If you're doing wedding/event photography, your only two options, realistically are Canon and Nikon. For weddings, you need a pretty good range of lenses to cover the different kinds of shots that will be expected and, since you only get one chance at it, you NEED to have backups of every piece of gear (if you're playing a gig and break a string and don't have a backup guitar, maybe you can stop for a minute between songs and quickly put another one on and it's not the end of the world, but you can't pull that kind of move as a photographer at a wedding). Unless you can afford the up-front investment in duplicates of your full photo rig, you'll probably do what most pros do and rent extra equipment on a per-job basis from a local photo store. To have any guarantee that they'll have what you need, that means you're stuck with Canon and Nikon. 

If you are doing something less time-sensitive like studio, commercial still-life, or art photography, you obviously have a bit more freedom. But the ubiquity of Canon and Nikon gear is still a major consideration (used market, repairs, etc). I'm not very familiar with Sony's line so I can't really say much about it. I'm sure they have the basics covered. You'll need to figure out for yourself whether they have you covered for whatever kind of work you want to do.

Canon vs Nikon is a religious war. If you have a friend with a good collection of lenses for either that you can borrow occasionally, that's probably a good enough reason to pick one or the other.

My girlfriend was a professional photographer for years (she recently quit to get a nursing degree instead because it's really tough to make a living at photography) doing weddings/events, and commercial still-life work and a lot of our friends are still in the business. Every single one of them sticks to Nikon or Canon for the basics though some of them also have Leicas or Hasselblads that they bring along for "icing". Actually, at the moment, they're all on Canon, while about two years ago they were all on Nikon and each made a massive switch (my gf sold off $18k of Nikon gear and replaced it with Canon; one of her friends did the same thing with $100k of gear). (their complaints are with not liking the color calibration on Nikon sensors and with Nikon recently focusing more of their energy on capturing the amateurs entering the DSLR market rather than putting out the lenses that pros need)

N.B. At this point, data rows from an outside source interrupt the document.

Issue #88, opened 2018-11-01
Let users know that applications take some time to reload with webpack


housseindjirdeh:
With a working Glitch environment, any update to a file that should be edited reloads the application quickly:

![glitch1](https://user-images.githubusercontent.com/12476932/47868429-6522b480-ddc1-11e8-9647-9427e4aead2e.gif)

If webpack is used, the build process takes a bit longer (~5-10s), and the only indication that the application is in the process of reloading is the tiny orb thing in the Status bar

![glitch2](https://user-images.githubusercontent.com/12476932/47868618-da8e8500-ddc1-11e8-85ef-abf1ef3c44b2.gif)

Readers new to the environment may not realize this, so we probably need to mention this in the user setup instructions of the codelab.

Codelabs that use webpack:

* Reduce JavaScript payloads with code-splitting
* Reduce network payloads using text compression
* Remove unused code
* Serve modern code to modern browsers for faster page loads

robdodson:
Hey @housseindjirdeh, friendly ping on this, do you think you'll have time to work on this this quarter? Happy to reassign if you're too busy.

housseindjirdeh:
Will get to it this week!

PR #567, opened 2019-01-16
Adds note on webpack build times

housseindjirdeh:
For #88 

Just added a single `aside` after the `Measure` section for each codelab with webpack. Happy to move/adjust if anyone things I should 🕺


robdodson:
giphy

It's annoying though. We have it much better as guitarists where we can really mix and match our equipment. The equivalent situation would be if there were "Marshall" and "Fender" and "Mesa" standards and if you had a Marshall amp you also had to use a Marshall guitar and Marshall cabinets and Marshall effects and there was no way to use a Fender guitar with another brand's amps or vice versa.


----------



## BigPhi84 (Apr 19, 2010)

Thraxil speaks the truth. Everything he said was spot on.


----------



## robotsatemygma (Apr 19, 2010)

Thraxil, you really hit the nail on the head, friggin A!

Photography wise, I really have no interest doing weddings, but have a preference for more art, portraiture, landscape (day and night), macro, and commercial work (I'm a freelance graphic designer). Although, if a friend were to approach me to photograph a wedding I'd still do it. But I'd still bring a backup (it is a gig after all) and probably a friend as well. 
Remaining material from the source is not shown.